Problem details:
Go through the entries below and collect each line with the string "Makefiles" in it.

** Opening Task data block **

PR #2446, opened 2026-04-23
Upgrade boring to 5.2

cjpatton:
Bumps the `boring` workspace dependency from 4.3 to 5.2 and pins the `quiche/deps/boringssl` submodule to match `boring-sys` 5.2. Updates test expectations and CI accordingly (see commit messages for details).
Reviewers are encouraged to review these commit-by-commit. The changes were driven mostly by CI feedback.

### DIFF
--- a/.github/workflows/nightly.yml
+++ b/.github/workflows/nightly.yml
@@ -68,12 +68,15 @@ jobs:
     # duplicate builds for PRs created from internal branches.
     if: github.event_name == 'push' || github.event.pull_request.head.repo.full_name != github.repository
     # `quiche-fuzz` calls `RAND_reset_for_fuzzing`, which BoringSSL only
-    # exports when `BORINGSSL_UNSAFE_DETERMINISTIC_MODE` is defined.
-    # `boring-sys` doesn't expose a feature for that, but cmake-rs honors
-    # `CFLAGS`/`CXXFLAGS`, so inject the defines there.
+    # exports when built with `FUZZING_BUILD_MODE_UNSAFE_FOR_PRODUCTION`.
+    # BoringSSL 5.x consolidated the older
+    # `BORINGSSL_UNSAFE_{DETERMINISTIC,FUZZER}_MODE` defines into this
+    # single switch. `boring-sys` doesn't expose a feature for it, but
+    # cmake-rs (via cc-rs) honors `CFLAGS`/`CXXFLAGS`, so inject the
+    # define there.
     env:
-      CFLAGS: "-DBORINGSSL_UNSAFE_DETERMINISTIC_MODE -DBORINGSSL_UNSAFE_FUZZER_MODE"
-      CXXFLAGS: "-DBORINGSSL_UNSAFE_DETERMINISTIC_MODE -DBORINGSSL_UNSAFE_FUZZER_MODE"
+      CFLAGS: "-DFUZZING_BUILD_MODE_UNSAFE_FOR_PRODUCTION"
+      CXXFLAGS: "-DFUZZING_BUILD_MODE_UNSAFE_FOR_PRODUCTION"
     steps:
       - name: Checkout sources
         uses: actions/checkout@v4
--- a/.github/workflows/nightly.yml
+++ b/.github/workflows/nightly.yml
@@ -7,7 +7,7 @@ permissions:
   pull-requests: write
 
 env:
-  FEATURES: "async,ffi,qlog"
+  FEATURES: "async,ffi,qlog,rpk"
   RUSTFLAGS: "-D warnings"
   RUSTDOCFLAGS: "--cfg docsrs"
   RUSTTOOLCHAIN: "nightly"
--- a/.github/workflows/stable.yml
+++ b/.github/workflows/stable.yml
@@ -130,11 +130,21 @@ jobs:
       matrix:
         target: ["x86_64-pc-windows-msvc", "i686-pc-windows-msvc", "x86_64-pc-windows-gnu", "i686-pc-windows-gnu"]
         include:
+          # i686 (32-bit) BoringSSL builds require SSE2 explicitly. The
+          # toolchain file in BoringSSL sets `-msse2`, but cmake-rs
+          # passes `-DCMAKE_C_FLAGS=...` on the command line which
+          # overrides that, so we re-add it here.
+          - target: "i686-pc-windows-msvc"
+            cxxflags: "-msse2"
           - target: "i686-pc-windows-gnu"
-            cflags: "-mlong-double-64" # bindgen detects that Rust doesn't support 80-bit long double
+            # `-mlong-double-64`: bindgen detects that Rust doesn't
+            # support 80-bit long double.
+            # `-msse2`: same reason as i686-pc-windows-msvc above.
+            cflags: "-mlong-double-64 -msse2"
+            cxxflags: "-mlong-double-64 -msse2"
     env:
       CFLAGS: ${{ matrix.cflags }}
-      CXXFLAGS: ${{ matrix.cflags }}
+      CXXFLAGS: ${{ matrix.cxxflags }}
       BINDGEN_EXTRA_CLANG_ARGS: ${{ matrix.cflags }}
     # Only run on "pull_request" event for external PRs. This is to avoid
     # duplicate builds for PRs created from internal branches.
@@ -149,18 +159,55 @@ jobs:
           toolchain: ${{ env.RUSTTOOLCHAIN }}
           targets: ${{ matrix.target }}
 
+      # The windows-2022 image preinstalls MSYS2 (gcc 14.2.0) at
+      # `C:\msys64` but doesn't put it on PATH. For x86_64-pc-windows-gnu
+      # we rely on these preinstalled tools and just point the C/C++
+      # toolchain at them, matching `boring`'s own CI workflow.
       - name: Set up MinGW for 64 bit
         if: matrix.target == 'x86_64-pc-windows-gnu'
-        uses: bwoodsend/setup-winlibs-action@v1.10
-        with:
-          tag: 12.2.0-16.0.0-10.0.0-msvcrt-r5
+        shell: bash
+        run: |
+          echo >> "$GITHUB_ENV" CC=gcc
+          echo >> "$GITHUB_ENV" CXX=g++
+          echo >> "$GITHUB_ENV" 'C_INCLUDE_PATH=C:\msys64\usr\include'
+          echo >> "$GITHUB_ENV" 'CPLUS_INCLUDE_PATH=C:\msys64\usr\include'
+          echo >> "$GITHUB_ENV" 'LIBRARY_PATH=C:\msys64\usr\lib'
 
+      # For i686 we install a fresh 32-bit MSYS2 toolchain (and a
+      # 32-bit cmake from MSYS2, since the system cmake is 64-bit and
+      # picks up the wrong `gcc`). Mirrors `boring`'s CI workflow.
       - name: Set up MinGW for 32 bit
         if: matrix.target == 'i686-pc-windows-gnu'
-        uses: bwoodsend/setup-winlibs-action@v1.10
+        uses: msys2/setup-msys2@v2
+        id: msys2
         with:
-          architecture: i686
-          tag: 12.2.0-16.0.0-10.0.0-msvcrt-r5
+          msystem: MINGW32
+          path-type: inherit
+          install: >-
+            mingw-w64-i686-gcc
+            mingw-w64-i686-cmake
+
+      - name: Set up 32-bit MSYS2 env vars
+        if: matrix.target == 'i686-pc-windows-gnu'
+        shell: bash
+        run: |
+          MSYS_ROOT='${{ steps.msys2.outputs.msys2-location }}'
+          test -d "$MSYS_ROOT\\mingw32\\bin"
+          echo >> $GITHUB_PATH "$MSYS_ROOT\\mingw32\\bin"
+          echo >> $GITHUB_PATH "$MSYS_ROOT\\usr\\bin"
+          echo >> $GITHUB_ENV CC="$MSYS_ROOT\\mingw32\\bin\\gcc"
+          echo >> $GITHUB_ENV CXX="$MSYS_ROOT\\mingw32\\bin\\g++"
+          echo >> $GITHUB_ENV AR="$MSYS_ROOT\\mingw32\\bin\\ar"
+          echo >> $GITHUB_ENV CFLAGS="$CFLAGS -I$MSYS_ROOT\\mingw32\\include"
+          echo >> $GITHUB_ENV CXXFLAGS="$CXXFLAGS -I$MSYS_ROOT\\mingw32\\include"
+          echo >> $GITHUB_ENV BINDGEN_EXTRA_CLANG_ARGS="$BINDGEN_EXTRA_CLANG_ARGS -I$MSYS_ROOT\\mingw32\\include"
+          echo >> $GITHUB_ENV LIBRARY_PATH="$MSYS_ROOT\\mingw32\\lib"
+          echo >> $GITHUB_ENV LDFLAGS="-L$MSYS_ROOT\\mingw32\\lib"
+          # Force cmake-rs to use the MinGW Makefiles generator instead
+          # of MSYS Makefiles; cmake-rs's default for windows-gnu picks
+          # the latter, which then can't find `cl.exe` (cmake's default
+          # Windows compiler) and fails configuration.
+          echo >> $GITHUB_ENV "CMAKE_GENERATOR=MinGW Makefiles"
 
       - name: Install dependencies
         uses: crazy-max/ghaction-chocolatey@v3
--- a/.github/workflows/stable.yml
+++ b/.github/workflows/stable.yml
@@ -7,7 +7,7 @@ permissions:
   pull-requests: write
 
 env:
-  DEFAULT_OPTIONS: "--features=async,ffi,qlog --workspace"
+  DEFAULT_OPTIONS: "--features=async,ffi,qlog,rpk --workspace"
   # Used by `quiche_multiarch`, which can't link `boring` for foreign targets.
   NO_BORING_OPTIONS: "--features=ffi,qlog --workspace --exclude h3i --exclude tokio-quiche"
   RUSTFLAGS: "-D warnings"
@@ -20,6 +20,10 @@ concurrency:
 jobs:
   quiche:
     runs-on: ubuntu-latest
+    strategy:
+      fail-fast: false
+      matrix:
+        boring_version: ["latest", "4"]
     # Only run on "pull_request" event for external PRs. This is to avoid
     # duplicate builds for PRs created from internal branches.
     if: github.event_name == 'push' || github.event.pull_request.head.repo.full_name != github.repository
@@ -37,6 +41,20 @@ jobs:
         run: |
           sudo apt-get update
           sudo apt-get install libexpat1-dev libfreetype6-dev libfontconfig1-dev
+
+      - name: Maybe pin boring to MSRV (4.19.0)
+        if: matrix.boring_version == '4'
+        run: |
+          # Pin boring to the minimum supported 4.x. cargo's resolver
+          # normally picks the highest match (5.x); generate the
+          # lockfile first, then downgrade to the floor of the
+          # workspace dep range (`>= 4.19, < 6`) via `--precise`.
+          # Pinning to the floor (rather than the latest 4.x) catches
+          # accidental use of APIs added in later 4.x point releases.
+          # `quiche/src/build.rs` and `tokio-quiche/build.rs` then read
+          # the lockfile and flip `cfg(boring_v4)` on.
+          cargo generate-lockfile
+          cargo update -p boring --precise 4.19.0
 
       - name: Unused dependency check
         uses: bnjbvr/cargo-machete@main
--- a/.github/workflows/stable.yml
+++ b/.github/workflows/stable.yml
@@ -52,7 +52,7 @@ jobs:
           # Pinning to the floor (rather than the latest 4.x) catches
           # accidental use of APIs added in later 4.x point releases.
           # `quiche/src/build.rs` and `tokio-quiche/build.rs` then read
-          # the lockfile and flip `cfg(boring_v4)` on.
+          # the lockfile and leave `cfg(boring_v5)` off (the default).
           cargo generate-lockfile
           cargo update -p boring --precise 4.19.0
 
--- a/Cargo.toml
+++ b/Cargo.toml
@@ -30,6 +30,7 @@ mem_forget = "deny"
 unexpected_cfgs = { level = "warn", check-cfg = [
   'cfg(capture_keylogs)',
   'cfg(test_invalid_len_compilation_fail)',
+  'cfg(boring_v4)',
 ] }
 
 [workspace.metadata.release]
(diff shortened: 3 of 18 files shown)


quiche/src/tests.rs
```diff
@@ -6425,7 +6443,7 @@ fn client_rst_stream_while_bytes_in_flight(
         } else if cfg!(feature = "openssl") {
             Ok(13964)
         } else {
-            Ok(13878)
+            Ok(15030)
```
cjpatton: Reviewer note: Size difference is due to the server sending back an X25519MLKEM768 key share:

```
15030 - 13878 = 1152 = 1120 /* MLKEM768 ciphertext + X25519 key share */ + 32 /* ? */
```

I'm not sure what the extra 32 bytes are for. Could be QUIC specific.

quiche/src/tests.rs
```diff
@@ -6450,7 +6468,7 @@ fn client_rst_stream_while_bytes_in_flight(
             if cfg!(feature = "openssl") {
                 27928
             } else {
-                27756
+                30060
```
cjpatton: I'm not sure what's being counted here. A full handshake would add at least 2336 to the handshake: 1184+32 for the client key share and 1088+32 for the server key share.

quiche/src/tests.rs
cjpatton: Note: the byte count doesn't change for OpenSSL because the current version (3.1) doesn't have PQ support. We could upgrade OpenSSL to 3.5 and enable PQ for it.

.github/workflows/stable.yml
cjpatton, line 1: Reviewer note: compare to boring's CI setup for windows:
https://github.com/cloudflare/boring/blob/ac3469371c4da185da51647a54687edc3260be48/.github/workflows/ci.yml#L286

quiche/src/tests.rs
```diff
@@ -6793,16 +6793,22 @@ fn validate_peer_sent_ack_range(
...
-    // to the classical case, which is why these counts are one higher than
-    // they would be for a single-Initial ClientHello.
-    let expected_max_active_pkt_sent = 4;
+    // keyshares enabled by our BoringSSL build) the handshake exchanges
+    // one extra packet per side compared to the classical case, so these
+    // counts are one higher than they would be for a single-Initial
+    // ClientHello. The `openssl` build doesn't use PQ keyshares.
+    let extra = if cfg!(feature = "openssl") { 0 } else { 1 };
+
+    let expected_max_active_pkt_sent = 3 + extra;
```
cjpatton: Reviewer note: An alternative might be to bump OpenSSL 3.1 -> 3.5, which has support for PQ. I'm not sure if it's enabled by default.

quiche/src/build.rs
```diff
@@ -215,19 +232,166 @@ fn target_dir_path() -> std::path::PathBuf {
...
+            std::fs::copy(&src_path, &dst_path).unwrap_or_else(|e| {
+                panic!(
+                    "copy {} -> {}: {e}",
+                    src_path.display(),
+                    dst_path.display()
+                )
+            });
+        }
+    }
+}
```
cjpatton: AI: Claude preferred to hand roll this function rather than use a crate. It's possible we can use `cpydir` here instead.

quiche/src/build.rs
```diff
@@ -215,19 +232,166 @@ fn target_dir_path() -> std::path::PathBuf {
...
+        );
+    }
+
+    let out = std::process::Command::new("git")
+        .arg("apply")
+        .arg("--verbose")
+        .arg(&patch)
+        .current_dir(&patched)
+        .output()
+        .expect("running `git apply` for boring-pq.patch");
```
cjpatton: AI: Claude preferred to use `git` to apply the patch here. In the `boring` crate, we just use `apply`:
https://github.com/cloudflare/boring/blob/ac3469371c4da185da51647a54687edc3260be48/boring-sys/build/main.rs#L483

I don't have a strong preference. Ideally we use as much of `boring-sys`'s build system as we can, but ultimately we still need to copy-paste it here.

Cross.toml
cjpatton, line 1: AI: This strikes me as a bit hacky and hard to maintain. Claude explored several options for getting cross compiling to work. From the perspective of the build, the least invasive we looked at was emulating the target with QEMU and calling `cargo` instead of `cross` to run it. However, many of the tests are sensitive to runtime: tests encode a microseconds measurement in a QUIC packet; since varint is used for the encoding, the packet size varies depending on the actual measurement. QEMU emulation seems to slow things down enough that the packet size actually changes.

quiche/src/tests.rs
cjpatton: Question for reviewers: Do we need a way to disable PQ by default? This PR uses set_curves_list() to control curve preferences in tests; we could also expose it in the public API if we wanted users to be able to disable. Otherwise, with the `boring` backend, it's already possible to disable via the `SSL_CTX` and `SSL` builder APIs.

quiche/patches/boring-pq.patch
```diff
@@ -0,0 +1,706 @@
+From cb5689e091f515fc8a42ceaff08d702333e505ed Mon Sep 17 00:00:00 2001
```
ghedo: TBH I don't think duplicating the boring patch here is the way forward.

Incidentally we've been working on removing the vendored BoringSSL from this repo and default to boring crate in https://github.com/cloudflare/quiche/pull/2080 which is currently blocked due to some arch-specific build failures which https://github.com/cloudflare/quiche/pull/2142 was meant to solve, but that in turn is blocked on test failures that the new change causes 🙈 

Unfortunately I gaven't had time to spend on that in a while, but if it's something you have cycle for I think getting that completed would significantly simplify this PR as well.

** Closing Task data block **

Task output:
+          # Force cmake-rs to use the MinGW Makefiles generator instead
+          # of MSYS Makefiles; cmake-rs's default for windows-gnu picks
+          echo >> $GITHUB_ENV "CMAKE_GENERATOR=MinGW Makefiles"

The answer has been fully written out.